# LOTTO: Angebliche Vertragsumstellung ist Telefonbetrug



## Aka-Aka (16 Juli 2013)

http://www.lotto-niedersachsen.de/downloads/174/ger.pdf



> Die neueste Masche: Die Anrufer behaupten, Lotto-Niedersachsen müsste wegen angeblicher technischer Umstellungen in der Lotto-Zentrale in Hannover alle bestehenden Verträge kündigen und dann neu aufsetzen. Aus diesem Grund sollen die Angerufenen ihre Bankverbindungen und Geburtsdaten am Telefon preisgeben. Diese aktuell geschilderten Anrufe erfolgen aus Slowenien (Vorwahl 00386).


 
Falls jemand eine der Anrufernummern kennt, bitte melden/posten.

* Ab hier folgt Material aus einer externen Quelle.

PR #2238, opened 2018-11-06
Works around i18n bug for chinese users by making zh_CN default for zh

### LINKED ISSUE #2175: i18n failed
when i visit index html, error occur below.
it might be because `data-i18n="traces.lookback">` (templates/index.mustache)have not been defined in i18n files.

```
jquery.i18n.properties.js:271 Uncaught TypeError: Cannot read property 'length' of undefined
    at Object.$.i18n.prop (jquery.i18n.properties.js:271)
    at HTMLSpanElement.<anonymous> (i18n.js:22)
    at Function.each (jquery.js:354)
    at De.fn.init.each (jquery.js:189)
    at Object.callback (i18n.js:18)
    at callbackIfComplete (jquery.i18n.properties.js:306)
    at loadAndParseFiles (jquery.i18n.properties.js:322)
    at jquery.i18n.properties.js:319
    at Object.success (jquery.i18n.properties.js:349)
    at l (jquery.js:3268)
```

codefromthecrypt:
Eventually, we may need to change the javascript library used as it is
broken.

Fixes #2175


codefromthecrypt:
@MrGlaucus @gsta-cloudins @gzchenyong @ChinaTelecomDragon @sheng-wu @v35715009 @JoveYu @GuangmingLuo @jaydensun can one of you confirm this is ok by running a build off this branch? If not, could you confirm if we built a snapshot?

codefromthecrypt:
while waiting on feedback here, we can also consider an option which is to replace this library we use https://github.com/openzipkin/zipkin/issues/2239

codefromthecrypt:
I heard from @v35715009 that this doesn't help. We probably need to change the library

PR #2241, opened 2018-11-06
Adds messaging and database traces from Jorge 

zeagord:


codefromthecrypt:
only suggestion is to name the files also based on site. this helps folks know they are real, maybe answer questions later or link to site docs.

zeagord:
Sure. Let me do that.

codefromthecrypt:
he opted for no attribution, which is totally ok

codefromthecrypt:
oops the first is in v1 format :) we should wash this through the server and re-add it.

(ex POST through the v1 endpoint, then GET via the v2 one)

PR #2245, opened 2018-11-09
Migrates index screen to v2 format

codefromthecrypt:
This allows the index screen to work in v2 format by re-implementing clock skew and merging logic against v2 structs.

### DIFF
--- a/zipkin-ui/js/component_ui/traceToMustache.js
+++ b/zipkin-ui/js/component_ui/traceToMustache.js
@@ -2,9 +2,9 @@ import _ from 'lodash';
 import {
   traceSummary,
   getServiceNameAndSpanCounts,
-  getServiceNames,
   mkDurationStr
 } from './traceSummary';
+import {SPAN_V1} from '../spanConverter';
 import {Constants, ConstantNames} from './traceConstants';
 
 export function getRootSpans(spans) {
@@ -14,6 +14,20 @@ export function getRootSpans(spans) {
 
 function compareSpan(s1, s2) {
   return (s1.timestamp || 0) - (s2.timestamp || 0);
+}
+
+function endpointsForSpan(span) {
+  return _.union(
+    (span.annotations || []).map(a => a.endpoint),
+    (span.binaryAnnotations || []).map(a => a.endpoint)
+  ).filter(h => h != null);
+}
+
+function getServiceNames(span) {
+  return _(endpointsForSpan(span))
+      .map((ep) => ep.serviceName)
+      .filter((name) => name != null && name !== '')
+      .uniq().value();
 }
 
 function childrenToList(entry) {
@@ -154,8 +168,9 @@ export function getServiceName(span) { // export for testing
   return allServiceNames.length === 0 ? null : allServiceNames[0];
 }
 
-export default function traceToMustache(trace, logsUrl = undefined) {
-  const t = traceSummary(trace);
+export default function traceToMustache(v2Trace, logsUrl = undefined) {
+  const trace = SPAN_V1.convertTrace(v2Trace);
+  const t = traceSummary(v2Trace);
   const traceId = t.traceId;
   const duration = t.duration;
   const serviceNameAndSpanCounts = getServiceNameAndSpanCounts(t.groupedTimestamps);
--- a/zipkin-ui/js/skew.js
+++ b/zipkin-ui/js/skew.js
@@ -1,15 +1,16 @@
+import {mergeV2ById} from './spanCleaner';
+
 /*
- * Convenience type representing a tree. This is here because multiple facets in zipkin require
- * traversing the trace tree. For example, looking at network boundaries to correct clock skew, or
- * counting requests imply visiting the tree.
+ * Convenience type representing a trace tree. Multiple Zipkin features require a trace tree. For
+ * example, looking at network boundaries to correct clock skew and aggregating requests paths imply
+ * visiting the tree.
  */
-// originally zipkin2.internal.Node.java
-class Node {
-  constructor(value) {
+// originally zipkin2.internal.SpanNode.java
+class SpanNode {
+  constructor(span) {
     this._parent = undefined; // no default
-    this._value = value; // undefined is possible when this is a synthetic root node
+    this._span = span; // undefined is possible when this is a synthetic root node
     this._children = [];
-    this._missingRootDummyNode = false;
   }
 
   // Returns the parent, or undefined if root.
@@ -17,9 +18,13 @@ class Node {
     return this._parent;
   }
 
-  // Returns the value, or undefined if a synthetic root node
-  get value() {
-    return this._value;
+  _setParent(newParent) {
+    this._parent = newParent;
+  }
+
+  // Returns the span, or undefined if a synthetic root node
+  get span() {
+    return this._span;
   }
 
   // Returns the children of this node
@@ -28,22 +33,20 @@ class Node {
   }
 
   // Mutable as some transformations, such as clock skew, adjust the current node in the tree.
-  setValue(newValue) {
-    if (!newValue) throw new Error('newValue was undefined');
-    this._value = newValue;
+  setSpan(span) {
+    if (!span) throw new Error('span was undefined');
+    this._span = span;
   }
 
-  _setParent(newParent) {
-    this._parent = newParent;
-  }
-
+  // Adds the child IFF it isn't already a child.
   addChild(child) {
+    if (!child) throw new Error('child was undefined');
     if (child === this) throw new Error(`circular dependency on ${this.toString()}`);
     child._setParent(this);
     this._children.push(child);
   }
 
-  // Returns an array of values resulting from a breadth-first traversal at this node
+  // Returns an array of spans resulting from a breadth-first traversal at this node
   traverse() {
     const result = [];
     const queue = [this];
@@ -51,8 +54,8 @@ class Node {
     while (queue.length > 0) {
       const current = queue.shift();
 
-      // when there's a synthetic root span, the value could be undefined
-      if (current.value) result.push(current.value);
+      // when there's a synthetic root span, the span could be undefined
+      if (current.span) result.push(current.span);
 
       const children = current.children;
       for (let i = 0; i < children.length; i++) {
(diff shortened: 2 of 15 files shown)


codefromthecrypt:
ported more logic to javascript after testing in java. need some test backporting.

the hard part next will be to rewrite the clock skew to be single side. this code was deleted from java after porting to javascript. I might temporarily put it back until I figure out the logic as I am very slow with javascript due to nuance of the language and not as familiar with how to debug similar to java breakpoints.

zipkin/src/test/java/zipkin2/internal/NodeTest.java
```diff
@@ -88,8 +89,80 @@ public void addChild_selfNotAllowed() {
...
+    Node<Span> current = root;
+    for (int i = 1, length = trace.size() - 1; i < length; i++) {
+      current = current.children.get(0);
+      assertThat(current.value).isEqualTo(trace.get(i));
+      assertThat(current.children).extracting(Node::value)
+        .containsExactly(trace.get(i + 1));
+    }
+  }
+
+  @Test public void constructsTraceTree_qualifiesChildrenOfDuplicateServerSpans() {
```
codefromthecrypt: this test now works.. although a lot of others fail now.. whoot!

codefromthecrypt:
this work can be a bit overwhelming so I am going to first port the v2 merging to java (ironically tested in javascript first!), and in a separate PR. Then, I'll change the tree building stuff (Node.java) to work off an assumption that spans with the same (id, kind) are merged. This might be somewhat tricky as late completed server spans might not report kind (but do report localEndpoint!).

Anyway that strangles the nastiest stuff into one place. After that, it makes the rest of the work easier.

drolando:
Does this move back the client/server span merging to Java? So the UI expects to receive pre-merged spans?

codefromthecrypt:
java is easier for me to figure out problems in java before porting to
javascript. but also dependency linking is still java now also.


it might be that some pipelines will want code like this anyway.. it would
help them too once done.

codefromthecrypt:
@drolando sorry to answer you directly. don't worry the UI will have all logic it needs. There's no difference in the query response from the server

codefromthecrypt:
ok rebased over a bunch of internal work. The current code is not correct in any way, but I think I can make it correct now :) IOTW don't pay attention to current code on this branch.. it will be redone with the new Trace.merge stuff

zipkin-ui/js/skew.js
```diff
@@ -68,6 +68,11 @@ class Node {
   }
 }
 
+// In javascript, dict keys can't be objects
+function keyString(id, shared) {
```
codefromthecrypt: notable (id, shared) is not enough. This has to be kindof different. will think on a plane trip tonight about it

codefromthecrypt:
especially now with special casing due to shared IDs, it is getting strange to keep this generic. we only use it for spans. I'm finding myself having to explain awkardly and it is probably more time to make it concrete. I think I originally did this as we had 2 versions of Span (v1.Span v2.Span)

Later I will change the "Node" to SpanNode or TraceNode as it makes documenting a lot easier and less confusing to read or write

zipkin/src/main/java/zipkin2/internal/SpanNode.java
```diff
@@ -0,0 +1,313 @@
...
+    Map<Key, Key> keyToParent = new LinkedHashMap<>();
+
+    /**
+     * Builds a trace tree by merging and processing the input or returns an empty tree.
+     *
+     * <p>While the input can be incomplete or redundant, they must all be a part of the same trace
+     * (e.g. all share the same {@link Span#traceId()}).
+     */
+    public SpanNode build(List<Span> spans) {
+      if (spans.isEmpty()) return new SpanNode(null);
```
codefromthecrypt: self-note make this illegal

zipkin/src/main/java/zipkin2/internal/SpanNode.java
```diff
@@ -0,0 +1,313 @@
...
+      } else if (span.parentId() != null) {
+        // We are not a root span, and not a shared server span. Proceed in most specific to least.
+
+        // We could be the child of a shared server span (ex a local (intermediate) span on the same
+        // endpoint). This is the most specific case, so we try this first.
+        parentKey = new Key(span.parentId(), true, endpoint);
+        if (keyToParent.containsKey(parentKey)) {
+          keyToParent.put(noEndpointKey, parentKey);
+        } else {
+          // Next, prefer the same endpoint in case data was incorrectly send w/o a shared endpoint
```
codefromthecrypt: self-note "send w/o a shared endpoint" rewrite

codefromthecrypt:
going to restore https://github.com/openzipkin/zipkin/blob/610b8bf796c5f91d2b73d8914a48308b2a3786a4/zipkin/src/main/java/zipkin/internal/CorrectForClockSkew.java and https://github.com/openzipkin/zipkin/blob/610b8bf796c5f91d2b73d8914a48308b2a3786a4/zipkin/src/test/java/zipkin/internal/CorrectForClockSkewTest.java to rework the old clock skew correcter to v2 types before porting back to javascript (and deleting the temporary java code version)

codefromthecrypt:
finally clock skew is now v2 in java. last step is porting to javascript

codefromthecrypt:
ok! I think we are ready for a look

zipkin-ui/js/component_ui/traceToMustache.js
```diff
@@ -154,8 +168,9 @@ export function getServiceName(span) { // export for testing
   return allServiceNames.length === 0 ? null : allServiceNames[0];
 }
 
-export default function traceToMustache(trace, logsUrl = undefined) {
-  const t = traceSummary(trace);
+export default function traceToMustache(v2Trace, logsUrl = undefined) {
```
codefromthecrypt, line 171: this page is still v1 format. that will change in a later pull request

zipkin-ui/js/skew.js
```diff
@@ -63,105 +66,170 @@ class Node {
...
 }
 
-/*
- * Some operations do not require the entire span object. This creates a tree given (parent id,
- * id) pairs.
- */
-class TreeBuilder {
+// In javascript, dict keys can't be objects
+function keyString(id, shared = false, endpoint) {
+  const sharedV = shared === true;
```
tacigar: nit: How about `!!shared`?

zipkin-ui/js/skew.js
```diff
@@ -63,105 +66,170 @@ class Node {
...
+   * RPC. If two different servers respond to the same client, the only way for us to tell which
+   * is which is by endpoint. Our goal is to retain full paths across multiple endpoints. Even
+   * though instrumentation should be configured in such a way that a client never sends the same
+   * span ID to multiple servers, it can happen. Accordingly, we index defensively including any
+   * endpoint data that might be available.
+   */
+  _index(span) {
+    let idKey;
+    let parentKey;
+    const shared = span.shared === true; // guards against undefined
```
tacigar: nit: dito

zipkin-ui/js/skew.js
```diff
@@ -63,105 +66,170 @@ class Node {
...
+
+    if (shared) {
+      // we need to classify a shared span by its endpoint in case multiple servers respond to the
+      // same ID sent by the client.
+      idKey = keyString(span.id, true, span.localEndpoint);
```
tacigar, line 110: I think `span.localEndpoint` is a little large for using as key string...
I think that it is better to use a hash value if it is possible... 🤔

zipkin-ui/js/skew.js
```diff
@@ -63,105 +66,170 @@ class Node {
...
+   * For example, if this is a server span, it would be a different node, and a child of its client
+   * even if they share the same span ID.
+   *
+   * Processing is defensive of typical problems in span reporting, such as depth-first. For
+   * example, depth-first reporting implies you can see spans missing their parent. Hence, the
+   * result of processing all spans can be a virtual root node.
+   */
+  _process(span) {
+    const endpoint = span.localEndpoint;
+    const key = keyString(span.id, span.shared, span.localEndpoint);
```
tacigar, line 132: dito

zipkin-ui/js/skew.js
codefromthecrypt: great

zipkin-ui/js/skew.js
codefromthecrypt: maybe.. doesn't seem obvious for a hashCode replacement. do you know one or should I manually write one like we have in java?

zipkin-ui/js/skew.js
```diff
@@ -63,105 +66,170 @@ class Node {
...
+    const noEndpointKey = endpoint ? keyString(span.id, span.shared) : key;
+
+    let parent;
+    if (span.shared === true) {
```
tacigar: nit: How about `if (span.shared) { ... }` ?

zipkin-ui/js/skew.js
```diff
@@ -63,105 +66,170 @@ class Node {
...
     // other words, assume that the first root is the "real" root.
-    if (!parentId && !this._rootNode) {
-      this._rootNode = node;
-      this._rootId = id;
-    } else if (!parentId && this._rootId === id) {
-      this._rootNode.setValue(this._mergeFunction(this._rootNode.value, node.value));
+    if (!parent && !this._rootSpan) {
+      this._rootSpan = node;
+      delete this._spanToParent[noEndpointKey];
+    } else if (span.shared === true) {
```
tacigar: nit: dito

codefromthecrypt:
I think we can't always do span.shared because difference between undefined
and false.

funny but I think you can see some tests fail travis not circleci I suppose
due to different browser.

anyway I prefer simplest so if idea that keeps tests passing good by me!

zipkin-ui/js/skew.js
```diff
@@ -385,54 +350,42 @@ function adjust(node, skewFromParent) {
...
-  } else if (dataError) {
-    if (debug) {
-      console.log(`skipping clock skew adjustment due to data errors: traceId=${traceId}`);
-    }
+  }
+
+  const childrenOfRoot = trace.children;
+  for (let i = 0; i < childrenOfRoot.length; i++) {
+    const next = childrenOfRoot[i].span;
+    if (next.parentId || !!next.shared) continue;
```
tacigar: ~nit: How about `if (next.parentId || next.shared) ` ?~

zipkin-ui/js/spanCleaner.js
```diff
@@ -123,7 +123,7 @@ function compareShared(left, right) {
   if (left === right) {
     return 0;
   } else {
-    return left ? 1 : -1;
+    return left === true ? 1 : -1;
```
tacigar: nit: I think `left ? 1 : -1` is OK.

And sorry, this is not comments for this line, but I noticed wrong codes in L111 & L112, so I add comments.
I think those code should be the following.

```
L111:  if (typeof(left) === 'undefined') return -1;
L112:  if (typeof(right) === 'undefined') return 1;
```

zipkin-ui/js/skew.js
```diff
@@ -192,189 +259,87 @@ function ipsMatch(a, b) {
...
-    const b = binaryAnnotations[i];
-    if (!b.endpoint) continue;
-    if (b.key === 'lc' && ipsMatch(skew.endpoint, b.endpoint)) {
-      const result = Object.assign({}, span);
-      result.timestamp = spanTimestamp - skew.skew;
-      return result;
-    }
-  }
-  return span;
+  return result;
```
tacigar, line 272: Great!
V2 is very simple! 👍

tacigar:
> I think we can't always do span.shared because difference between undefined and false.

Oh, I see...
I think you are completely correct.
Sorry, actually I think that `shared === true` is also valid now.

tacigar:
hmmmm...
Sorry, I thought again, but I couldn't see problems caused by the difference between `undefined` and `false` in this case...
What do you mean? 🤔 

But I think that `shared === true` is OK too 👍

codefromthecrypt:
easy enough to try and simplify. test will say so!

tacigar:
I think tests fail after https://github.com/openzipkin/zipkin/pull/2245/commits/519255f339fcc269a0b6d9938de3a82645ebc1dd.

adriancole:
only in travis but yes. will try to figure out. the code before this was
wrong as dropped some spans

On 23 Nov 2018 12:00, "tacigar" <notifications@github.com> wrote:

I think tests fail after 519255f
<https://github.com/openzipkin/zipkin/commit/519255f339fcc269a0b6d9938de3a82645ebc1dd>
.

—
You are receiving this because you authored the thread.
<https://github.com/openzipkin/zipkin/pull/2245#issuecomment-441156763>,
or mute
the thread

codefromthecrypt:
totally right on span.shared @tacigar

zipkin-ui/js/spanCleaner.js
codefromthecrypt: thanks

tacigar:
Why does test fail... 🤔

codefromthecrypt:
heh travis version of chrome still hates me

tacigar:
😢

codefromthecrypt:
it is an ordering problem I cannot reproduce on my laptop... it is related to the shared flag

```
[INFO] HeadlessChrome 0.0.0 (Linux 0.0.0) mergeV2ById should order spans by shared, timestamp then name FAILED
[INFO] 	AssertionError: expected [ '0000000000000004-true-1',
[INFO] 	  '0000000000000004-false-2',
[INFO] 	  '0000000000000003-false-2',
[INFO] 	  '0000000000000002-false-3' ] to deeply equal [ '0000000000000004-false-2',
[INFO] 	  '0000000000000004-true-1',
[INFO] 	  '0000000000000003-false-2',
[INFO] 	  '0000000000000002-false-3' ]
```

tacigar:
Yeah, I think so.
But I cannot reproduce on my PC, too...

codefromthecrypt:
used FireFox locally to figure out the problem (used browser  `Firefox` with `karma-firefox-launcher` in `zipkin-ui/karma.conf.js`)

codefromthecrypt:
rebased etc and now 🙏

codefromthecrypt:
Thank you so much @tacigar for the help with this!

tacigar:
LGTM!
Sorry for late.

Beispiele für eingesetzte slowenische Nummern (die freilich Vollfälschungen sein KÖNNEN und nicht unbedingt etwa auf ein slowenisches Callcenter deuten müssen):


> Ich hatte ebenfalls gerade einen Anruf, bei mir von der Nummer (00) +386 4 922 6337.
> Es ging hier auch um die Jubiläumsziehung 6 aus 49, nix aus von wegen Lotto o.ä.
> Ich hätte angeblich letztes Jahr einen Vertrag abgeschlossen und dieser sollte nun um drei Monate verlängert werden.
> Achtet bitte IMMER darauf, dass ihr NIEMALS das Wort JA benutzt (noch nicht einmal damit melden). Es besteht bei solchen Anrufen oftmals die Möglichkeit, dass die Anrufe entsprechend zurecht geschnitten werden.


siehe auch


> Selina schreibt am 31.05.2013 um 16:05
> Ich erhalte seit einigen Tagen regelmäßig Anrufe von folgender Nummer +38649226337, jetzt bin ich auch mal an mein Handy gegangen und mir wurde gesagt ein Gewinnspiel an dem ich teilnehme läuft aus und ob ich dies nicht verlängern möchte


 
+38649226337
0038649226337

dazu (unabhängig von obigen Zitaten) interessant:


> Icke
> 5. März 2013
> VORSICHT vor diesen Anrufen ! Ich habe in so einem Call Center 5 Wochen lang gearbeitet bis ich raus bekam was wir den leuten da aufschwatzen sollen….ich war total fertig deswegen und habe sofort gekündigt! auf meinen lohn warte ICH auch noch….also die zocken nicht nur euch ab, sondern auch die mitarbeiter. die firma die bei euch angerufen hat heisst B.W.W Media Promition GmbH aus Berlin, Landsberger Allee 131c, 10369 Berlin. Meinen Namen werde ich nicht nennen, aus Angst das es für mich Konsequenzen geben könnte. Die Jubiläumsaktion 6 aus 49 Lotto existiert NICHT ! Alle Angestellten müssen einen Leittext befolgen und unter Druck soviele “Kunden” wie möglich schreiben bzw besser gesagt abzocken…


s.a.
http://web111.smithers.kundenserver...ls-beworbenen-tankgutscheinen-haftet-mit.html
(wegen der unklaren Relevanz des letzten Teils wurden hier nicht alle Rechercheergebnisse erwähnt)


----------